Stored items
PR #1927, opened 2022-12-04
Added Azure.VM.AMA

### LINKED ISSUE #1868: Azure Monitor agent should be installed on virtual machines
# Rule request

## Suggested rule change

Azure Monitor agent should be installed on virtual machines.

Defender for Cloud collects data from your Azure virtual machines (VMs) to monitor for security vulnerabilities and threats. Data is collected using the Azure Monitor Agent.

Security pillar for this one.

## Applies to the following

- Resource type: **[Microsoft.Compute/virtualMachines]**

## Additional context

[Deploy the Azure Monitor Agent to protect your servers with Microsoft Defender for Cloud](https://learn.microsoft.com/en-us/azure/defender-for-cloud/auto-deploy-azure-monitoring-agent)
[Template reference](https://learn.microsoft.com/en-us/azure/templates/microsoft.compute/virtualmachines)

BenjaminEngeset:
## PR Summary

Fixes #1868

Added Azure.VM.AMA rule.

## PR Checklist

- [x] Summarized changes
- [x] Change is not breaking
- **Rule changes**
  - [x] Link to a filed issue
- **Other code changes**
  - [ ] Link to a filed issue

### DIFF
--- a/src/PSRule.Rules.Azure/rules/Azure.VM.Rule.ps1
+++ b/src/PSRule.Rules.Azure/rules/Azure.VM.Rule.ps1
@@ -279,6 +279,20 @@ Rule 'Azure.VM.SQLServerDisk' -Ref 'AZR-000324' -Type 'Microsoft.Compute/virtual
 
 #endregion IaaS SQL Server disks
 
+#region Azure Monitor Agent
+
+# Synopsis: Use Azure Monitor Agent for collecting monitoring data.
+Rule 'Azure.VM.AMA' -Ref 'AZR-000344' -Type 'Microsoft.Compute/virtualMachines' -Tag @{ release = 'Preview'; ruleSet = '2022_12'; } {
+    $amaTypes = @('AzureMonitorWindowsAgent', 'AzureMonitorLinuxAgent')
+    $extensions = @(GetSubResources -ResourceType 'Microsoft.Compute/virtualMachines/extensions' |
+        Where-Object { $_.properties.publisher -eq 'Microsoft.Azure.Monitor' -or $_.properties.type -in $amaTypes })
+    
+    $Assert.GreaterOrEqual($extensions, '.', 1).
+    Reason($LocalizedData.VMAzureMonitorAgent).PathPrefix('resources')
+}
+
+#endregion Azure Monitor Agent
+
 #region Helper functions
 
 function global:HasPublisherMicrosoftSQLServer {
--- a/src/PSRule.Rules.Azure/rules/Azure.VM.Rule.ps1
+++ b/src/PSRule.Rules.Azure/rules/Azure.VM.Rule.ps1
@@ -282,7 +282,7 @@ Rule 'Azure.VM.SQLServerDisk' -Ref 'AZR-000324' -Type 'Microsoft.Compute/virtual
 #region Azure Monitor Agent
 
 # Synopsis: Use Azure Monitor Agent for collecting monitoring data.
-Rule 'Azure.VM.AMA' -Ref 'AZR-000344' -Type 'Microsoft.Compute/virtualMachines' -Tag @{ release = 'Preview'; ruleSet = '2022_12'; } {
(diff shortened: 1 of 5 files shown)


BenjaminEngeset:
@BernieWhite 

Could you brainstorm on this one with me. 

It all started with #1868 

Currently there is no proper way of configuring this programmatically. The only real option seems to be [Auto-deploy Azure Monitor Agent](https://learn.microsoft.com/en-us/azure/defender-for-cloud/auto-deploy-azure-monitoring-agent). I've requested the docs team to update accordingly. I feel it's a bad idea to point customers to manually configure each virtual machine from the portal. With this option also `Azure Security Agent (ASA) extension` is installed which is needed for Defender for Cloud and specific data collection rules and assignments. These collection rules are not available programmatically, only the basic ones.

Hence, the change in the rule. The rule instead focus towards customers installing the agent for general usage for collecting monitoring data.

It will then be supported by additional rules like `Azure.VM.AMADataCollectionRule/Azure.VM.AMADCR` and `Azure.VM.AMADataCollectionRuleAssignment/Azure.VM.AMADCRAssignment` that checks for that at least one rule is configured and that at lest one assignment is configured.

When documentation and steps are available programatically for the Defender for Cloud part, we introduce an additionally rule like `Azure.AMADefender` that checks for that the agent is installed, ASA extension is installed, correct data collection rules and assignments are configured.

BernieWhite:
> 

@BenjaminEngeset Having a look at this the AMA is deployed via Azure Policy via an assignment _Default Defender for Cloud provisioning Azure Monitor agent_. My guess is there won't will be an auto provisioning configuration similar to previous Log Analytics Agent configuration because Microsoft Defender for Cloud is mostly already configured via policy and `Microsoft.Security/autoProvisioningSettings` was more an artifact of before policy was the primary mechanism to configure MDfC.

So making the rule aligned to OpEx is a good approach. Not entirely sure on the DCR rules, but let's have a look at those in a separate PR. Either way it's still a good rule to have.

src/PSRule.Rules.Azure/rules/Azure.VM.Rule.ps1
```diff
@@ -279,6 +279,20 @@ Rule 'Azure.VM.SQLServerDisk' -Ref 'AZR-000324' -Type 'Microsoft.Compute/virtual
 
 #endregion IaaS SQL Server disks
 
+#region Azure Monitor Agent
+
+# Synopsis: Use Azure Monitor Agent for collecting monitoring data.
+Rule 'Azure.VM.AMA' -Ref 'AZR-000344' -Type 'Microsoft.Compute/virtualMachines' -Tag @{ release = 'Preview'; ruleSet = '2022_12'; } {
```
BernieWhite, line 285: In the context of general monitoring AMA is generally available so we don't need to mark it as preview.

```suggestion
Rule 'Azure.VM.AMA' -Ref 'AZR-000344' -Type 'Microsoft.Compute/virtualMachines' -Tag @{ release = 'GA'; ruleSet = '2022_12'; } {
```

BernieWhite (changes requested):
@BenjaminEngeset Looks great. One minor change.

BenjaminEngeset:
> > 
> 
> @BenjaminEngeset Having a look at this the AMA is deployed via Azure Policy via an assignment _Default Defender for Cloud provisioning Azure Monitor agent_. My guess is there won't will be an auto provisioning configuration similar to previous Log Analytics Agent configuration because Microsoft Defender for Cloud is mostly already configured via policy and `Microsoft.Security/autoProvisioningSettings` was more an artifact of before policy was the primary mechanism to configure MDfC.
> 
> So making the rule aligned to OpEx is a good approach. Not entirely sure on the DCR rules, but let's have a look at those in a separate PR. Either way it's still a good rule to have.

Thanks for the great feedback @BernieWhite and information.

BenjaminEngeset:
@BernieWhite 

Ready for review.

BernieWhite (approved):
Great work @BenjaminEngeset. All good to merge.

_Exercise description_
Transcribe, word for word, the data above from its first line through the line with "## Applies to the following", and include nothing else.

_Result_
PR #1927, opened 2022-12-04
Added Azure.VM.AMA

### LINKED ISSUE #1868: Azure Monitor agent should be installed on virtual machines
# Rule request

## Suggested rule change

Azure Monitor agent should be installed on virtual machines.

Defender for Cloud collects data from your Azure virtual machines (VMs) to monitor for security vulnerabilities and threats. Data is collected using the Azure Monitor Agent.

Security pillar for this one.

## Applies to the following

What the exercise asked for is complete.